[[ Record excerpts, beginning ]]

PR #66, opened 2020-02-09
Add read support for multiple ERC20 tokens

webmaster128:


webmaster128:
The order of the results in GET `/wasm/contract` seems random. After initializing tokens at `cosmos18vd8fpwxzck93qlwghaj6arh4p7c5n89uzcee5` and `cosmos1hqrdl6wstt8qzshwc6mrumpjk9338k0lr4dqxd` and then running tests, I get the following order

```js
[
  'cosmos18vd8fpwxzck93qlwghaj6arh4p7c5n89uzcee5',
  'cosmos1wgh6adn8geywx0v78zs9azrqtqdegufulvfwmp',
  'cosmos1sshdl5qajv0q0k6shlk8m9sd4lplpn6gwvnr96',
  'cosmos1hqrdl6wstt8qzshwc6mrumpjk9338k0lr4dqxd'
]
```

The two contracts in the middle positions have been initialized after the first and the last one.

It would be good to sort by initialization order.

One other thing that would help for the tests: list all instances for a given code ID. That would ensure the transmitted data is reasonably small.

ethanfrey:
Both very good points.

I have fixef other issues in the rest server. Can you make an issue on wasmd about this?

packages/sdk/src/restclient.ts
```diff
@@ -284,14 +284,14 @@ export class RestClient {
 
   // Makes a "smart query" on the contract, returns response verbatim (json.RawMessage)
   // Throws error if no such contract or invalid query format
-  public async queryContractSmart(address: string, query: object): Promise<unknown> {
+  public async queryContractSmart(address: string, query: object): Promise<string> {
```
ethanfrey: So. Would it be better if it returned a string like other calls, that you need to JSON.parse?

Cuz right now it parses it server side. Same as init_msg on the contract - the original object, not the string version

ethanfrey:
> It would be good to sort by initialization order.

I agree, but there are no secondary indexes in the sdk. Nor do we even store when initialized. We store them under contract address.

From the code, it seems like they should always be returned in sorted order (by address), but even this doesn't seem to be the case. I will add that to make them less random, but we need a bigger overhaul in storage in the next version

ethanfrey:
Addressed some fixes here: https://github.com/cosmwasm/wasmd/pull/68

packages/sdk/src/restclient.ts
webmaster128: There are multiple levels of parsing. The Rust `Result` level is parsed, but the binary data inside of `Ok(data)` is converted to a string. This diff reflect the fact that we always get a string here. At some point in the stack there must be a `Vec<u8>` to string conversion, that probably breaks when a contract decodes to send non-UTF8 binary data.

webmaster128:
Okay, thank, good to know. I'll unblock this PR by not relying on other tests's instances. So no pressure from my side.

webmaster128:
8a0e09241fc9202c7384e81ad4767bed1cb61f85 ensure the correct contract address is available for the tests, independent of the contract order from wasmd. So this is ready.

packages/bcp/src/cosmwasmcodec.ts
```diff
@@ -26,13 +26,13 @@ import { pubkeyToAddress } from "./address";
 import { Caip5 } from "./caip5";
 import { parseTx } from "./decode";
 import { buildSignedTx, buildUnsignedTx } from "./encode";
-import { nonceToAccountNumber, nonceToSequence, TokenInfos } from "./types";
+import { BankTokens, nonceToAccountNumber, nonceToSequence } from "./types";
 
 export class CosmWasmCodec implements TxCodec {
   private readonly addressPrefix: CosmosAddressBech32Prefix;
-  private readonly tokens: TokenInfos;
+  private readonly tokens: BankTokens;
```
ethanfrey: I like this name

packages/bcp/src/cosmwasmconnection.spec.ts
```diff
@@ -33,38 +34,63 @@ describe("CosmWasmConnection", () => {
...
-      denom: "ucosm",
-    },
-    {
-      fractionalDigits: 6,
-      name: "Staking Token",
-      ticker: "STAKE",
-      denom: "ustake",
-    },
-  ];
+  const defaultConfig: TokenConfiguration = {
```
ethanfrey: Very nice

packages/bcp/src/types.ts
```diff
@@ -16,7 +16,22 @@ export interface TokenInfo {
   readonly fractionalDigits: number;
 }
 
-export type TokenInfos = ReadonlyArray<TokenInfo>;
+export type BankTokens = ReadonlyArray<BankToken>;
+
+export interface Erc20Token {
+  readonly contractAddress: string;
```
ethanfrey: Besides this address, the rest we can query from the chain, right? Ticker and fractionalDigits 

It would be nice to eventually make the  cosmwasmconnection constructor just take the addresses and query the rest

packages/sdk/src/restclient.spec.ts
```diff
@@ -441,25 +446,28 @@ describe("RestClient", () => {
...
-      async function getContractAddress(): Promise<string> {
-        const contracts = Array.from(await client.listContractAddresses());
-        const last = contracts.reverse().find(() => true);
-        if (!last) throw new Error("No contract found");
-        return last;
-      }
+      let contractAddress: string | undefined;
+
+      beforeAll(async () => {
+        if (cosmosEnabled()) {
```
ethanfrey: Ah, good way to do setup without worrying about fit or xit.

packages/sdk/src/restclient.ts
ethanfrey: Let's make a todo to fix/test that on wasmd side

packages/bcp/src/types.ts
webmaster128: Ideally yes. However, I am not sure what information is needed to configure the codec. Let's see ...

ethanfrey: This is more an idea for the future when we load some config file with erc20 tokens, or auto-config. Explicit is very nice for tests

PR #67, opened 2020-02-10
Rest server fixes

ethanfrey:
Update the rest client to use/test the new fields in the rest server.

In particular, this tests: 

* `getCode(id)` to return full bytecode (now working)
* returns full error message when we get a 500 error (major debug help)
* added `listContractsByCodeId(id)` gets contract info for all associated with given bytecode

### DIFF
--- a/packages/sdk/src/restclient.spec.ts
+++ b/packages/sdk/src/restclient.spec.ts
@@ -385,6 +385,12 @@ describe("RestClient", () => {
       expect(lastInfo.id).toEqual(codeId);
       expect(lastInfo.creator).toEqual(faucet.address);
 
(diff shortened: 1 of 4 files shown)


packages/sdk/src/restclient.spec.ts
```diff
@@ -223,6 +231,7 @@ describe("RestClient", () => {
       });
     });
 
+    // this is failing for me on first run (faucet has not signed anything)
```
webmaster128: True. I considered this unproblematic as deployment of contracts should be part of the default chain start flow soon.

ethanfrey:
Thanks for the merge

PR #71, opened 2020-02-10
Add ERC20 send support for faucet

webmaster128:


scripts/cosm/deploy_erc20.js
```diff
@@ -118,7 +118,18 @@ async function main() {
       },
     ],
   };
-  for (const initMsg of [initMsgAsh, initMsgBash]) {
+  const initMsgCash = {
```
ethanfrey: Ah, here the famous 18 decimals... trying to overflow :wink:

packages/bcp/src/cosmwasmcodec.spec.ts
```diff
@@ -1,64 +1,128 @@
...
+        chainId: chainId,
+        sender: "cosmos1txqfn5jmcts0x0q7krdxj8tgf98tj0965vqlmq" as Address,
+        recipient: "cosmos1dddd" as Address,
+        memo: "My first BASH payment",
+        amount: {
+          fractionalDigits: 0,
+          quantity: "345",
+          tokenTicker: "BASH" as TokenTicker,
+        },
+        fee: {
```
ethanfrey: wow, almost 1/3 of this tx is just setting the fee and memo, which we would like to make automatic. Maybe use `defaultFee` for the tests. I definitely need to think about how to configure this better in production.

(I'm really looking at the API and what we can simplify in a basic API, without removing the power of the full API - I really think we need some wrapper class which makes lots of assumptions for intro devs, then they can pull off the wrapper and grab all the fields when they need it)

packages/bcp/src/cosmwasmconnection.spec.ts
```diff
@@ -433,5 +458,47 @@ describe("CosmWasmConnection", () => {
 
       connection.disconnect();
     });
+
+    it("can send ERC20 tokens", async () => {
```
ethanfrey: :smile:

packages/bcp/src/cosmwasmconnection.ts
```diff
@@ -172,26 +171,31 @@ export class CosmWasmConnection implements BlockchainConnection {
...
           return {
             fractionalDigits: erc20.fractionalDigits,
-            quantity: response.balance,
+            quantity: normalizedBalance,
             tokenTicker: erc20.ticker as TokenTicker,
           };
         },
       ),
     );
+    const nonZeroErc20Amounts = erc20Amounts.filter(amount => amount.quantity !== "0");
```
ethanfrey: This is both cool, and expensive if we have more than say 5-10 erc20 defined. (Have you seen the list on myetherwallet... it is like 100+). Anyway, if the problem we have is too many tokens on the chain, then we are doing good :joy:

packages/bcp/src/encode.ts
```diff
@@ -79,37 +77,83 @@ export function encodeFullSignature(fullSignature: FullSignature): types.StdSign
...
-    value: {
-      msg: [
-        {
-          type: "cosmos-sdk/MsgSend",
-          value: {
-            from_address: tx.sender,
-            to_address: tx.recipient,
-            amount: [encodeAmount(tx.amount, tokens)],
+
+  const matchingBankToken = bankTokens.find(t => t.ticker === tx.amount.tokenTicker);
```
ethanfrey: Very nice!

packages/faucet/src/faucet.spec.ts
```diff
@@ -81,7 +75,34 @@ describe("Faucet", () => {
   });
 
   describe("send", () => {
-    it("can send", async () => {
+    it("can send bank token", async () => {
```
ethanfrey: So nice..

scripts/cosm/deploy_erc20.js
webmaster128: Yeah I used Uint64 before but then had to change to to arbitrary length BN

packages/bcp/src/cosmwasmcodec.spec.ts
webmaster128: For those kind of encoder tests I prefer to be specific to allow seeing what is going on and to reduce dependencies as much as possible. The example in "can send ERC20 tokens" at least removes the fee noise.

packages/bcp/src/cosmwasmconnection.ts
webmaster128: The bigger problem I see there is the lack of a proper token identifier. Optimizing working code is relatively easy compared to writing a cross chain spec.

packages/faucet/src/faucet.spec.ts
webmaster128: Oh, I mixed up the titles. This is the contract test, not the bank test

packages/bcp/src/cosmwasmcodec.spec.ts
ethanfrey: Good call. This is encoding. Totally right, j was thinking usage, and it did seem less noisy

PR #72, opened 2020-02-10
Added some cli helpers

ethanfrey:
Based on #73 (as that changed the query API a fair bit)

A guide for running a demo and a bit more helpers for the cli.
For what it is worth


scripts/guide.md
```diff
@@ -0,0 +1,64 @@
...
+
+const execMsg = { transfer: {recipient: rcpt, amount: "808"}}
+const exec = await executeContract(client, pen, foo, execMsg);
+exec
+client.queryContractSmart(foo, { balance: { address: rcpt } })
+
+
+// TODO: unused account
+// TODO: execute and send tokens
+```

[[ Record excerpts, end ]]

* Problem requirements *
Look above for every line with the word "fixes" and copy it.

* Response area *
Addressed some fixes here: https://github.com/cosmwasm/wasmd/pull/68
Rest server fixes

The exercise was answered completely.